Saved data entries:
------------------------

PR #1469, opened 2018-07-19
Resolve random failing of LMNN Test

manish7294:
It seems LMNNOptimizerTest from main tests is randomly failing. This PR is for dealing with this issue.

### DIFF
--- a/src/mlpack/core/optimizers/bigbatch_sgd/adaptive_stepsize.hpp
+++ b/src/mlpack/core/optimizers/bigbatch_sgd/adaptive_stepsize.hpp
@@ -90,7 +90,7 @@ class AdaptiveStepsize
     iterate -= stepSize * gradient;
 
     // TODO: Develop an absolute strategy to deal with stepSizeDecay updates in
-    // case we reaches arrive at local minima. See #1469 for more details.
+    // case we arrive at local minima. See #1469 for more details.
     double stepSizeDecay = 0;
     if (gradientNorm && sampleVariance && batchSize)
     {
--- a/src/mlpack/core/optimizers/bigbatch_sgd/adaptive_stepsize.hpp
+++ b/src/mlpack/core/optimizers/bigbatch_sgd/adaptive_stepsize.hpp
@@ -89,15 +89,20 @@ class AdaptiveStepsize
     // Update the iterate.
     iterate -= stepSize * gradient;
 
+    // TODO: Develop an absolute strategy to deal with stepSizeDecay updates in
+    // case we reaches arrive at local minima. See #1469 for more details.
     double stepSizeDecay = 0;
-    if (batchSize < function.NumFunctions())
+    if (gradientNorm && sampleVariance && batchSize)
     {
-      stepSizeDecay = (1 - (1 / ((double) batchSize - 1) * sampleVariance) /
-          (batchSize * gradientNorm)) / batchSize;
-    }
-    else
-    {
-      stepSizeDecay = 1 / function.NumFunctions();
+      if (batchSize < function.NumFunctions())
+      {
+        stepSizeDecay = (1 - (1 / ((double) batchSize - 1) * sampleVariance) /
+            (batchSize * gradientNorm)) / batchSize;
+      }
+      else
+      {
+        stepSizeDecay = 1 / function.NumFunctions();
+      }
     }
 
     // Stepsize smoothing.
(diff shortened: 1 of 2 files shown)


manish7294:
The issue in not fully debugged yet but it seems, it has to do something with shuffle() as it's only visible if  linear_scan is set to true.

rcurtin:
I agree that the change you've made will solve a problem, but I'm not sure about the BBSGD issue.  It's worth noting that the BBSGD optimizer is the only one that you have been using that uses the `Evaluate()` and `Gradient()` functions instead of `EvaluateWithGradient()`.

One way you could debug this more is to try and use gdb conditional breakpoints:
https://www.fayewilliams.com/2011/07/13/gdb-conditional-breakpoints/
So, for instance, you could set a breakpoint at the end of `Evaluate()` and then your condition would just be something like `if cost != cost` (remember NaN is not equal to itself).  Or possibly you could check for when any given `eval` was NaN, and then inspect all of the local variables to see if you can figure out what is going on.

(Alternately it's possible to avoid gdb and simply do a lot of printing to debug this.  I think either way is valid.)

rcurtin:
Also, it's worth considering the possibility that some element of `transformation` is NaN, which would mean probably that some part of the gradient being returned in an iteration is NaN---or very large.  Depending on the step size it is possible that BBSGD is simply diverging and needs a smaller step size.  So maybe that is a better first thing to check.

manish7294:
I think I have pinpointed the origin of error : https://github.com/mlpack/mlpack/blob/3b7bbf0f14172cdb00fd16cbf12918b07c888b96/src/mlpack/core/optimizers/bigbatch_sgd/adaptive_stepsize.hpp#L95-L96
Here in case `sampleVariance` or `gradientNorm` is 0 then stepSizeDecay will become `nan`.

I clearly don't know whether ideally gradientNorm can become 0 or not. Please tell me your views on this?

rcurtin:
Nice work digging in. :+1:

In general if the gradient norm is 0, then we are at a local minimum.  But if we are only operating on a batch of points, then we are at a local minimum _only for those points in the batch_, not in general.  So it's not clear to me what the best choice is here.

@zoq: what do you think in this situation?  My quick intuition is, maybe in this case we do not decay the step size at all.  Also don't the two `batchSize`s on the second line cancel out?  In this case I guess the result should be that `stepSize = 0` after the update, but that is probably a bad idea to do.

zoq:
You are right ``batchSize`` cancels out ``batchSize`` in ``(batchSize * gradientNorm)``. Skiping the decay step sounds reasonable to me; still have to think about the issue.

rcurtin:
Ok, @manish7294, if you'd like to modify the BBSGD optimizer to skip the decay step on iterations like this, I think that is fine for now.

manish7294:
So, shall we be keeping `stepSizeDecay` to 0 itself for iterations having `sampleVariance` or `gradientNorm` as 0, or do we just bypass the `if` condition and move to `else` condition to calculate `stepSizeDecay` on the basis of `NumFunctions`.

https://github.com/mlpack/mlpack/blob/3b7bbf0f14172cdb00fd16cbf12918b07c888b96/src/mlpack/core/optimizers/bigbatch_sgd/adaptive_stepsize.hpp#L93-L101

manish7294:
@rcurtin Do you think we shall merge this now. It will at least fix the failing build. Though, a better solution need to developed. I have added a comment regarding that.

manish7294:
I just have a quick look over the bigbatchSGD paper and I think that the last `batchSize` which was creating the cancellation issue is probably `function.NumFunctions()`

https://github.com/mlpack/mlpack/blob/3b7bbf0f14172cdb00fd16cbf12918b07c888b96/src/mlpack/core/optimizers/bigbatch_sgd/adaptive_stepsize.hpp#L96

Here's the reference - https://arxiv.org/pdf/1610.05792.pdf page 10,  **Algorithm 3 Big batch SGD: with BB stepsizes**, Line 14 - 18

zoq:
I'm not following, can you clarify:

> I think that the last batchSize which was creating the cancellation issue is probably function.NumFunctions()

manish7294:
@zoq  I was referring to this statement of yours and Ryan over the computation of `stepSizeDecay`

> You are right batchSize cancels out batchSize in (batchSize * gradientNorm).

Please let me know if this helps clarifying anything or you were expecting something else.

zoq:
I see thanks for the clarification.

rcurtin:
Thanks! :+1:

------------------------

Report all lines above with "cancellation".

I just have a quick look over the bigbatchSGD paper and I think that the last `batchSize` which was creating the cancellation issue is probably `function.NumFunctions()`
> I think that the last batchSize which was creating the cancellation issue is probably function.NumFunctions()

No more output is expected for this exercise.